Task prompt >> Below are entries. Pull out all lines containing "html".

Data extracts >>
•••

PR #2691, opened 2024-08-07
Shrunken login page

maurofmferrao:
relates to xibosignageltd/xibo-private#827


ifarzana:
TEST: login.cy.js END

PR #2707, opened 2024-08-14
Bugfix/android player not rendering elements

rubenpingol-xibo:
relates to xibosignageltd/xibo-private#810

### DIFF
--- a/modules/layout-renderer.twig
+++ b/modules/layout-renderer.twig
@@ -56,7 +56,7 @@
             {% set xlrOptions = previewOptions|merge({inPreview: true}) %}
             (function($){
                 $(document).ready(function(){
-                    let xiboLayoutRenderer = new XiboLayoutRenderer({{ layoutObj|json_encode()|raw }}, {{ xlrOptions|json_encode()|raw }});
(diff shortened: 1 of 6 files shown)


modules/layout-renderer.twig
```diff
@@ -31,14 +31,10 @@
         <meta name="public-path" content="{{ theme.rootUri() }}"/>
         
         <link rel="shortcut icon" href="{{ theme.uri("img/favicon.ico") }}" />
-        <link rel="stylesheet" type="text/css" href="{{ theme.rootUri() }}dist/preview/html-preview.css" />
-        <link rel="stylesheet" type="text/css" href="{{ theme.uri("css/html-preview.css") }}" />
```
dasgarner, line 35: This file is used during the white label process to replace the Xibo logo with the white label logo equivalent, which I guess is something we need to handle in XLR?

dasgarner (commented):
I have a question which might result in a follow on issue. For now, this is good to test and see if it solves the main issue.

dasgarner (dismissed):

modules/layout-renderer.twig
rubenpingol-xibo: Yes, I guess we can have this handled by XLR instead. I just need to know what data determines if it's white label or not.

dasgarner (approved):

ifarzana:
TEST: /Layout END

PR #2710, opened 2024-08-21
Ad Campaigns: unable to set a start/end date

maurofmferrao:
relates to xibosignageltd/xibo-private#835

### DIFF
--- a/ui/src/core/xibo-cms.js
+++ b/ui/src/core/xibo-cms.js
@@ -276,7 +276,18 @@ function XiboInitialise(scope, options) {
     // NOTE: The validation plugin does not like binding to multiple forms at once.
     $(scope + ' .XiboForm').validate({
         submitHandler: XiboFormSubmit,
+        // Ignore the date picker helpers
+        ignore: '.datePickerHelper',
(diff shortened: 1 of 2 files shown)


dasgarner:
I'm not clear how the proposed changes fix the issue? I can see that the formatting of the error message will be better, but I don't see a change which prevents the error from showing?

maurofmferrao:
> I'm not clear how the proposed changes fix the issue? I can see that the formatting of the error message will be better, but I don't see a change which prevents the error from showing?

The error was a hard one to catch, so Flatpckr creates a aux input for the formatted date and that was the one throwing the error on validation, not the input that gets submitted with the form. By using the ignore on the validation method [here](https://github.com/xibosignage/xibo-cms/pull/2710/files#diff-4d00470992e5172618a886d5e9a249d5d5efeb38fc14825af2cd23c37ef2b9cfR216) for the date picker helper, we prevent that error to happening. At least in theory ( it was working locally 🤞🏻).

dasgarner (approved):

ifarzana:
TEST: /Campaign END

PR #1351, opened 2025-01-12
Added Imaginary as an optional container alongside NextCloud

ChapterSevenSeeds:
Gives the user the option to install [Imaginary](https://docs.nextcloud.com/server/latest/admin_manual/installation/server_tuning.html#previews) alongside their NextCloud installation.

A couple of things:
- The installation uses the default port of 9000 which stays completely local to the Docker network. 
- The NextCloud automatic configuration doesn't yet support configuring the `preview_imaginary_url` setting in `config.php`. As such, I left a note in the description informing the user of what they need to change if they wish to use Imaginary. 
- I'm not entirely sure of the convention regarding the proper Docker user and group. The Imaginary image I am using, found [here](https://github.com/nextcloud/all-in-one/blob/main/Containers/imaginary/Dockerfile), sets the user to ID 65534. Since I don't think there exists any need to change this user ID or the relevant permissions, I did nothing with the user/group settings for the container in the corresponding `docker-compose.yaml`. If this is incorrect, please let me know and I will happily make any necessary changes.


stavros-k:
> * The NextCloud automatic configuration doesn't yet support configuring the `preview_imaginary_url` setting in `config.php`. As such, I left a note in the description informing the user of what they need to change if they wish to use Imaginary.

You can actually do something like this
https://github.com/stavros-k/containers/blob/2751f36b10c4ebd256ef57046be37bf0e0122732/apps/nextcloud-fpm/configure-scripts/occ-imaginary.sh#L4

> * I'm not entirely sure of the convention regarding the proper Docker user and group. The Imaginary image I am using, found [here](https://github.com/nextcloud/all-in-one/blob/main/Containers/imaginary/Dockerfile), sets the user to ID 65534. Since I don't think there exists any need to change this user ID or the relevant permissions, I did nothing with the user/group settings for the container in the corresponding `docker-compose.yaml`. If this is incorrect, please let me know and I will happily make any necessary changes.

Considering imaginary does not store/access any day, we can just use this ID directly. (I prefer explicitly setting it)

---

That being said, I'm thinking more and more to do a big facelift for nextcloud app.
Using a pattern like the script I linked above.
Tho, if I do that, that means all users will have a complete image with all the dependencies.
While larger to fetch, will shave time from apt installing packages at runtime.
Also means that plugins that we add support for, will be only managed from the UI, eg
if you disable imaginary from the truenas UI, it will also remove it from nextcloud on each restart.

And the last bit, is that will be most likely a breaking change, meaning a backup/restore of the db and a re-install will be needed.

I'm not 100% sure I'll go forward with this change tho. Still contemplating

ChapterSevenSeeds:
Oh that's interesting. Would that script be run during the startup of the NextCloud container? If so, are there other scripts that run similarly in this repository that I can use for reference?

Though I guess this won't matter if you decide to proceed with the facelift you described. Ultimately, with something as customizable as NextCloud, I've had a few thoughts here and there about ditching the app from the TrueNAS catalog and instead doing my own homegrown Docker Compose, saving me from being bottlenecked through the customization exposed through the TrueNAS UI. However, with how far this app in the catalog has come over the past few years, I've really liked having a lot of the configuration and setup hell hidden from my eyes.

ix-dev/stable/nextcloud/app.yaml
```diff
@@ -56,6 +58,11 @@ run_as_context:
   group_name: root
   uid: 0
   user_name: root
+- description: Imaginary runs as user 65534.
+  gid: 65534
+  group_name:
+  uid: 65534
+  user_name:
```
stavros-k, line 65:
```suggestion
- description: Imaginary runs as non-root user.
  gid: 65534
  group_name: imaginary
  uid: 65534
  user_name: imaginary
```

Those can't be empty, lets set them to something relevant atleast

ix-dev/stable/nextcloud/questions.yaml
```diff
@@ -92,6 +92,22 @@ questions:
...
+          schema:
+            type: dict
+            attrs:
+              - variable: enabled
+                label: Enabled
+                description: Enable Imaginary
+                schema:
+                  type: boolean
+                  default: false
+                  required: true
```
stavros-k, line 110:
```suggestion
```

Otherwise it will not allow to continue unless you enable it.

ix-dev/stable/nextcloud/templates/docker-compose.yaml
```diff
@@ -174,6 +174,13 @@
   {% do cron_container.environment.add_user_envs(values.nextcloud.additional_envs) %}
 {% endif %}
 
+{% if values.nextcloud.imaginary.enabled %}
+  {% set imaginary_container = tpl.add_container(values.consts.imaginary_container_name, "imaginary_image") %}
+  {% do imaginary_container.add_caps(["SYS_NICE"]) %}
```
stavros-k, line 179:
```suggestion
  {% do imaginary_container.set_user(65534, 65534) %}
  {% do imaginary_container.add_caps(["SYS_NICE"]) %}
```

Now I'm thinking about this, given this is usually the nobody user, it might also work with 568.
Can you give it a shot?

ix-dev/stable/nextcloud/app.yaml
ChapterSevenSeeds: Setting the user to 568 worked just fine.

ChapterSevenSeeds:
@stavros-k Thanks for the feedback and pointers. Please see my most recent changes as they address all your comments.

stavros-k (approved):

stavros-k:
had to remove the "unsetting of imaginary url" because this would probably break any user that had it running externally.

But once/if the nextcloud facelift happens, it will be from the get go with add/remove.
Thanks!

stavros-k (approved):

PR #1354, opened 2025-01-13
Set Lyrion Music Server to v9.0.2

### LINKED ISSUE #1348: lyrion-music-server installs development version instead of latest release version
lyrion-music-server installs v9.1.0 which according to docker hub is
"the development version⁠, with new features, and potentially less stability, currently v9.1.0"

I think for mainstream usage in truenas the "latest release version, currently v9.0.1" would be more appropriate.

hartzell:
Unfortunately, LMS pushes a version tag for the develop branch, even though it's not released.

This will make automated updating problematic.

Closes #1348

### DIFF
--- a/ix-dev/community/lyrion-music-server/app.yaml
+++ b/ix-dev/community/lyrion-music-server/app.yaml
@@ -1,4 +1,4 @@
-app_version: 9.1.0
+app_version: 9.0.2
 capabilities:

•••

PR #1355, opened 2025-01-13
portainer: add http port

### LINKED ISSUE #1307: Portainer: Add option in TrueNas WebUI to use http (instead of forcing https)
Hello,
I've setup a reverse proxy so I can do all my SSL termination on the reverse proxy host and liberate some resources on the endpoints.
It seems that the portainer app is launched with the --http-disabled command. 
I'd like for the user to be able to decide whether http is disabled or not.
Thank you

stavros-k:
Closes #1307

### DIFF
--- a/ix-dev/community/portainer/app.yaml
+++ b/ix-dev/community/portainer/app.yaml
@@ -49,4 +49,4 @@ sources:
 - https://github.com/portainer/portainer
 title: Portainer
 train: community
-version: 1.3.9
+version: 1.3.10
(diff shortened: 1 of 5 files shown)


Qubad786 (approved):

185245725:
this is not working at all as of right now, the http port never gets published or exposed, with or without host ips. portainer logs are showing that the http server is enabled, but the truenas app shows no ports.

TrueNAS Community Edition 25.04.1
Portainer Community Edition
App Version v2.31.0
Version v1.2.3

•••

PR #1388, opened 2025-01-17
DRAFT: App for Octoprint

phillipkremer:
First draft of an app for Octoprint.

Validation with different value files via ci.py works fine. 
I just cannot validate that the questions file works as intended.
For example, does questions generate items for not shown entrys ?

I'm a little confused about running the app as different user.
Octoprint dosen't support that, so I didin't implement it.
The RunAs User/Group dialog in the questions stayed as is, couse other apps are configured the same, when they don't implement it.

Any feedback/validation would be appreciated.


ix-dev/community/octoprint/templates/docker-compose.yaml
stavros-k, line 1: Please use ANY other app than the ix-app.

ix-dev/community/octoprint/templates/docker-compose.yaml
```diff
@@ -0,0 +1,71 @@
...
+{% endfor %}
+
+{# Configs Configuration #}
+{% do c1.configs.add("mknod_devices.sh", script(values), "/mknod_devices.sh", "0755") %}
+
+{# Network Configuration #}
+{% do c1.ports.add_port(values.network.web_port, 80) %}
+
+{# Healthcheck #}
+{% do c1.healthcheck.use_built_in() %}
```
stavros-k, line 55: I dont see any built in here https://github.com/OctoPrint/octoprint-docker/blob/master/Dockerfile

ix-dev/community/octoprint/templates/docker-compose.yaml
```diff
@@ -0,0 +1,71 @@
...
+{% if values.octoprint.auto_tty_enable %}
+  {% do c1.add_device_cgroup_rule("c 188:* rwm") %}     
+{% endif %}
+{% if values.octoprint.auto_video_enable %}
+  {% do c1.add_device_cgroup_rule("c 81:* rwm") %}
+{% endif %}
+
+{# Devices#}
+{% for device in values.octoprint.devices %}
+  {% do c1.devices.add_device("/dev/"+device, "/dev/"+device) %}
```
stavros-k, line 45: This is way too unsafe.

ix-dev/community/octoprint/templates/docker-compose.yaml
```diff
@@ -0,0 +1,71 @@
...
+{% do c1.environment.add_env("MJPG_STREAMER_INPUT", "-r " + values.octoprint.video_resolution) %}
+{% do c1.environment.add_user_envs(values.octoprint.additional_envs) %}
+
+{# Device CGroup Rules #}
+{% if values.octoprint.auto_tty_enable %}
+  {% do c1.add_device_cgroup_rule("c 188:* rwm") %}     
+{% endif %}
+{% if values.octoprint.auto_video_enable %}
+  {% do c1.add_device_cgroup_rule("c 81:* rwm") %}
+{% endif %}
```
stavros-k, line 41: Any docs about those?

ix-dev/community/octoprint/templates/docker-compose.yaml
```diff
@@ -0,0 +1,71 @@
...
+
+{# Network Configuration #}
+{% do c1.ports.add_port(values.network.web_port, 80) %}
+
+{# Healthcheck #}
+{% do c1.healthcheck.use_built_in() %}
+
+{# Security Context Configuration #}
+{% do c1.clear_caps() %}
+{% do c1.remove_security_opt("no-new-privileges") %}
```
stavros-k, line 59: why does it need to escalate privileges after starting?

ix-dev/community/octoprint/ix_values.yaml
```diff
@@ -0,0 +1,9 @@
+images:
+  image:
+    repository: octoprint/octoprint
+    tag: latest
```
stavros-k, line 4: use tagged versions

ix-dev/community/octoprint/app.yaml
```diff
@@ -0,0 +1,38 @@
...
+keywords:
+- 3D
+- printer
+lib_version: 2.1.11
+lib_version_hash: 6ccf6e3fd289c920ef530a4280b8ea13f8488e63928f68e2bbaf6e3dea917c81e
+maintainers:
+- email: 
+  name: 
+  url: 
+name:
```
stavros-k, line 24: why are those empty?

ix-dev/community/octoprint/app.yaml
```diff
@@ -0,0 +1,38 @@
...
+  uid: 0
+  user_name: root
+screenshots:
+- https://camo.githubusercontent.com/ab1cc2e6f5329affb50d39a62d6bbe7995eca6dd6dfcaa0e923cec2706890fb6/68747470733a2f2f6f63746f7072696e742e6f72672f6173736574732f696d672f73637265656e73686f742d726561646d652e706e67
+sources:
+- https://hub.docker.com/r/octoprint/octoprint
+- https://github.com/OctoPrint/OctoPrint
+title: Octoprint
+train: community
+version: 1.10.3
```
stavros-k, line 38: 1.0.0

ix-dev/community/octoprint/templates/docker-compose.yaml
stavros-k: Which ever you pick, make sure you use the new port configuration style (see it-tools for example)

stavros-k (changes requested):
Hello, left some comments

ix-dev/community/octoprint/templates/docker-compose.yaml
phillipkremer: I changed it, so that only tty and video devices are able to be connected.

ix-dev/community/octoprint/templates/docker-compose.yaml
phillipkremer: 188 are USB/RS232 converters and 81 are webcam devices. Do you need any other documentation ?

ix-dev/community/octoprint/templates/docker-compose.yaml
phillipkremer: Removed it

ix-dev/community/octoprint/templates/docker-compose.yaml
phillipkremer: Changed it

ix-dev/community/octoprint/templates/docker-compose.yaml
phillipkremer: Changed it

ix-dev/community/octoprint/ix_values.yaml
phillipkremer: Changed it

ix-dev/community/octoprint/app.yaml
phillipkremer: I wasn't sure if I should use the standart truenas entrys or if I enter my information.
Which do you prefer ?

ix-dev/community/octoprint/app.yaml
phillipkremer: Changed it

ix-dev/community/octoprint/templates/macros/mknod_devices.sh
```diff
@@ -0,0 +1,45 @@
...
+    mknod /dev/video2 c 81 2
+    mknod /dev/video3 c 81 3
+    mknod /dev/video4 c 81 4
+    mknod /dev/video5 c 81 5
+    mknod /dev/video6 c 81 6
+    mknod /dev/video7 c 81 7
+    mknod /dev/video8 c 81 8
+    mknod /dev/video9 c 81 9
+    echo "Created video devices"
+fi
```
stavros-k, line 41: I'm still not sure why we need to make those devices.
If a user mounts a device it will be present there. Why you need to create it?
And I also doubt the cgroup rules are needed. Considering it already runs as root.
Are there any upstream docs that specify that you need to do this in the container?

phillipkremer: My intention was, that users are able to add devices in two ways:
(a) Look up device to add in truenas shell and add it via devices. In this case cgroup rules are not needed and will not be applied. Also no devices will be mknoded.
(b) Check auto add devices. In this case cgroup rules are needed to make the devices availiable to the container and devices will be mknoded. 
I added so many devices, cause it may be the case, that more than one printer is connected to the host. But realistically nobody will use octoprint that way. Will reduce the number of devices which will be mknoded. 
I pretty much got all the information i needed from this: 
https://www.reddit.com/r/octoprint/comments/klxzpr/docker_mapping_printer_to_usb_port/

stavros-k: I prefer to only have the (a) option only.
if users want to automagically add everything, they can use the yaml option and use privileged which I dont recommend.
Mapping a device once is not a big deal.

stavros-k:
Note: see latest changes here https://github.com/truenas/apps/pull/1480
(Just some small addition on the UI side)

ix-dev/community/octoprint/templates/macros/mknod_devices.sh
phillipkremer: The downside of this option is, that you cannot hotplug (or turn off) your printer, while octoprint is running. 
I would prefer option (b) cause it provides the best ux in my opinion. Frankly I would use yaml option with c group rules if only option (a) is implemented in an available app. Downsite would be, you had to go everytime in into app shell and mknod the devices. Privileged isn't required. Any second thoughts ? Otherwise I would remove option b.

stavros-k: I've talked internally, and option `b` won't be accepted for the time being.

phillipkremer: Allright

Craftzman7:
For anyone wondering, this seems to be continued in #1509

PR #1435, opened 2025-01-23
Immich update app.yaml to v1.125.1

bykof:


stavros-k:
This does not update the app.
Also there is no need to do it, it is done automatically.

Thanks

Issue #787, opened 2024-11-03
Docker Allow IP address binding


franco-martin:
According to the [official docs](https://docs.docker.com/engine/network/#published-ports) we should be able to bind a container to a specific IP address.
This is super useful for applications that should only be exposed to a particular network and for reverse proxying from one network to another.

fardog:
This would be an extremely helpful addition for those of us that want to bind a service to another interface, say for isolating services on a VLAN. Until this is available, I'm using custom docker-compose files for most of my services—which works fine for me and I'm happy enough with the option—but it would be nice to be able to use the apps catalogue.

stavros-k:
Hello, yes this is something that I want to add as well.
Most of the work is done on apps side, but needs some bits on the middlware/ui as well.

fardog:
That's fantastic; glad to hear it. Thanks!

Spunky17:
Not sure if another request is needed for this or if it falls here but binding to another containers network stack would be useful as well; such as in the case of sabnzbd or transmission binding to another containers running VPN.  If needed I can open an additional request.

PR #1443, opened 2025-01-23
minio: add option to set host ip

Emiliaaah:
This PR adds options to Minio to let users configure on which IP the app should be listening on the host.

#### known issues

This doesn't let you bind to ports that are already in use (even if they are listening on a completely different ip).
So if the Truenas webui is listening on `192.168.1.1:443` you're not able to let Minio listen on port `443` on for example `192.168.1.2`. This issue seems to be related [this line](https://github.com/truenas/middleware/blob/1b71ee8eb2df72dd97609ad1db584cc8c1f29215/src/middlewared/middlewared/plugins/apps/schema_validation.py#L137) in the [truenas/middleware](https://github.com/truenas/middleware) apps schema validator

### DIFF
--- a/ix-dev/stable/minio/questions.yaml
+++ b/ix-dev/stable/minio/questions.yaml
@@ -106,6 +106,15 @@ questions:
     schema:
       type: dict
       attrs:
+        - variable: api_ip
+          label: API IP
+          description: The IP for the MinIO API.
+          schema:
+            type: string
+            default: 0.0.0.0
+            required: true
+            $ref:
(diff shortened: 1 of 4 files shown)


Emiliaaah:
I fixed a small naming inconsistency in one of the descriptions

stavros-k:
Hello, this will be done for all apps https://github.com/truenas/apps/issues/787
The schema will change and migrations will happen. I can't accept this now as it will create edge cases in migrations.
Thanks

•••

Answer to this exercise >>
-        <link rel="stylesheet" type="text/css" href="{{ theme.rootUri() }}dist/preview/html-preview.css" />
-        <link rel="stylesheet" type="text/css" href="{{ theme.uri("css/html-preview.css") }}" />
Gives the user the option to install [Imaginary](https://docs.nextcloud.com/server/latest/admin_manual/installation/server_tuning.html#previews) alongside their NextCloud installation.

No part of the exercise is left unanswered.